• Prompt:
The expected result is the material below, reproduced exactly from its first line through the line containing "### LINKED ISSUE".

# # #

PR #9223, opened 2022-07-06
fix(PasswordBox): Avoid the content of PasswordBox being cleared on iOS

kazo0:
closes https://github.com/unoplatform/nventive-private/issues/403

## PR Type

- Bugfix

Typing "123" into the PasswordBox, removing focus from the PasswordBox, and then returning focus to the PasswordBox and attempting to enter more text will cause the previous string of "123" to be cleared.

## What is the new behavior?

Don't clear PasswordBox automatically


MartinZikmund (approved):

jeromelaban:
@mergifyio backport release/stable/4.4

PR #9395, opened 2022-07-30
feat: Allow overriding default scaling on Framebuffer

### LINKED ISSUE #9394: Allow me to set DPI for framebuffer renderer
When creating the framebuffer host, the renderer is hardcoded to a scale factor of 1:
https://github.com/unoplatform/uno/blob/e4df979d3bb3a931f57bd266182307bfb8de6db0/src/Uno.UI.Runtime.Skia.Linux.FrameBuffer/Renderer.cs#L64

Can we have an overload to `FrameBufferHost` that allows us to set the DPI we'd like to use?
So this:
`var host = new FrameBufferHost(() => new App());`
would change to this:
`var host = new FrameBufferHost(() => new App(), 192f);`

Ie change `public FrameBufferHost(Func<WUX.Application> appBuilder)` to 
`public FrameBufferHost(Func<WUX.Application> appBuilder, float dpi=96f;`

In turn this value will be forwarded to the Renderer initialized in the initialize method:
https://github.com/unoplatform/uno/blob/e4df979d3bb3a931f57bd266182307bfb8de6db0/src/Uno.UI.Runtime.Skia.Linux.FrameBuffer/FramebufferHost.cs#L69

## Why is this needed:
On some IoT device screens, the default size of text and buttons is just way too small. Being able to create the device with a better DPI setting would be preferable. Or if possible, detect the physical size of the screen, and calculate a proper dpi scaling (albeit this might be a breaking behavior). My 2" 480x480pixel screen creates almost unusably small buttons and unreadable text, so a lot of styling is required.

## For which Platform:

- [ ] iOS
- [ ] Android
- [ ] WebAssembly
- [ ] macOS
- [ ] Skia
  - [ ] WPF
  - [x] GTK (Linux)
  - [ ] Tizen
- [ ] Windows
- [ ] Build tasks
- [ ] Solution Templates

MartinZikmund:
GitHub Issue (If applicable): closes #9394

## PR Type

- Feature

## PR Checklist

## Other information

### DIFF
--- a/src/Uno.UI.Runtime.Skia.Linux.FrameBuffer/Renderer.cs
+++ b/src/Uno.UI.Runtime.Skia.Linux.FrameBuffer/Renderer.cs
@@ -12,11 +12,12 @@ namespace Uno.UI.Runtime.Skia
 {
 	class Renderer
 	{
+		private readonly FrameBufferHost _host;
 		private FrameBufferDevice _fbDev;
 		private SKBitmap? bitmap;
 		private int renderCount = 0;
 
-		public Renderer()
+		public Renderer(FrameBufferHost host)
 		{
 			_fbDev = new FrameBufferDevice();
 			_fbDev.Init();
@@ -24,6 +25,7 @@ namespace Uno.UI.Runtime.Skia
 			var resolution = _fbDev.ScreenSize;
 			
 			WUX.Window.Current.OnNativeSizeChanged(new Windows.Foundation.Size(resolution.Width, resolution.Height));
+			_host = host;
 		}
 
 		public Size PixelSize => _fbDev.ScreenSize;
@@ -39,15 +41,15 @@ namespace Uno.UI.Runtime.Skia
 				this.Log().Trace($"Render {renderCount++}");
 			}
 
-			var dpi = 1;
+			var scale = _host.ScaleOverride ?? 1f;
 
 			var resolution = _fbDev.ScreenSize;
 
 			width = (int)resolution.Width;
 			height = (int)resolution.Height;
 
-			var scaledWidth = (int)(width * dpi);
-			var scaledHeight = (int)(height * dpi);
+			var scaledWidth = (int)(width * scale);
+			var scaledHeight = (int)(height * scale);
 
 			var info = new SKImageInfo(scaledWidth, scaledHeight, SKImageInfo.PlatformColorType, SKAlphaType.Premul);
 
@@ -61,7 +63,7 @@ namespace Uno.UI.Runtime.Skia
 			{
 				surface.Canvas.Clear(SKColors.White);
 
-				surface.Canvas.Scale((float)dpi);
+				surface.Canvas.Scale(scale);
 
 				WUX.Window.Current.Compositor.Render(surface);
 
--- a/src/Uno.UI.Runtime.Skia.Linux.FrameBuffer/FramebufferHost.cs
+++ b/src/Uno.UI.Runtime.Skia.Linux.FrameBuffer/FramebufferHost.cs
@@ -41,6 +41,8 @@ namespace Uno.UI.Runtime.Skia
 			_eventLoop = new EventLoop();
 		}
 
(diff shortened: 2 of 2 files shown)


MartinZikmund:
@dotMorten Once this build passes and test NuGet packages are generated, will you please be able to test if this works 😊 ?

src/Uno.UI.Runtime.Skia.Linux.FrameBuffer/Renderer.cs
```diff
@@ -39,15 +41,15 @@ void Invalidate()
...
 
 			width = (int)resolution.Width;
 			height = (int)resolution.Height;
 
-			var scaledWidth = (int)(width * dpi);
-			var scaledHeight = (int)(height * dpi);
+			var scaledWidth = (int)(width * scale);
+			var scaledHeight = (int)(height * scale);
 
 			var info = new SKImageInfo(scaledWidth, scaledHeight, SKImageInfo.PlatformColorType, SKAlphaType.Premul);
```
dotMorten, line 54: Isn’t this supposed to be the physical size ? If I set the scale factor to 2, the physical size of the display didn’t change. If it’s device independent units then it should have gotten smaller instead.

spouliot (approved):

src/Uno.UI.Runtime.Skia.Linux.FrameBuffer/Renderer.cs
dotMorten: Looking over skimageinfo this is definitely physical pixels and there the number passed into it shouldn’t change. I think the original code was just written with misleading variable names and worked because the factor was 1. The only scaling factor that needs changing I think is for the canvas itself and nothing else.

dotMorten:
Perhaps it’s better to read the system dpi setting in framebufferhost? https://stackoverflow.com/questions/71120399/how-get-correct-dpi-information-on-linux

src/Uno.UI.Runtime.Skia.Linux.FrameBuffer/Renderer.cs
MartinZikmund: You are right... and I think the the `DisplayInformation` would need to be updated to apply the override too 🤔

MartinZikmund:
@dotMorten Ah, that would definitely be the best, unfortunately I don't have any device to test on, so I was trying in the blind - and it didn't work out 😅 . I think @jeromelaban has a test device so he could probably try to look into it next week. Alternatively - if you were interested to contribute this feature, I am happy to help you out to get the solution running locally.

jeromelaban:
> Perhaps it’s better to read the system dpi setting in framebufferhost?
> 
> * https://stackoverflow.com/questions/71120399/how-get-correct-dpi-information-on-linux
> * https://winaero.com/find-change-screen-dpi-linux/amp/

We may not be able to read the DPI information this way (X11 is not supposed to be available when the framebuffer is used, or may not be installed at all). Still, the framebuffer API provides a physical size value, we may be able to determine a default scale based on that, if the information is accurate.

src/Uno.UI.Runtime.Skia.Linux.FrameBuffer/Renderer.cs
jeromelaban: `DisplayInformation ` definitely needs to be updated properly, indeed.

jeromelaban:
So, it seems that `fbinfo.width/height` can provide proper values on some devices. I got exact size values on a physical device (e.g. `Screen dimensions: 154x86 mm`, and got `-1x-1` on an Hyper-V virtual machine's screen). We should be able to guess a scale based on that, and provide it to `DisplayInformation` as well.

dotMorten:
@jeromelaban Cool! I do wonder if there should be an environment variable you should be able to set to override or provide this, so you can still configure per-device without having to recompile.

jeromelaban:
I've implemented this and some more in https://github.com/unoplatform/uno/pull/9418.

# # #

• Exercise response:
PR #9223, opened 2022-07-06
fix(PasswordBox): Avoid the content of PasswordBox being cleared on iOS

kazo0:
closes https://github.com/unoplatform/nventive-private/issues/403

## PR Type

- Bugfix

Typing "123" into the PasswordBox, removing focus from the PasswordBox, and then returning focus to the PasswordBox and attempting to enter more text will cause the previous string of "123" to be cleared.

## What is the new behavior?

Don't clear PasswordBox automatically


MartinZikmund (approved):

jeromelaban:
@mergifyio backport release/stable/4.4

PR #9395, opened 2022-07-30
feat: Allow overriding default scaling on Framebuffer

### LINKED ISSUE #9394: Allow me to set DPI for framebuffer renderer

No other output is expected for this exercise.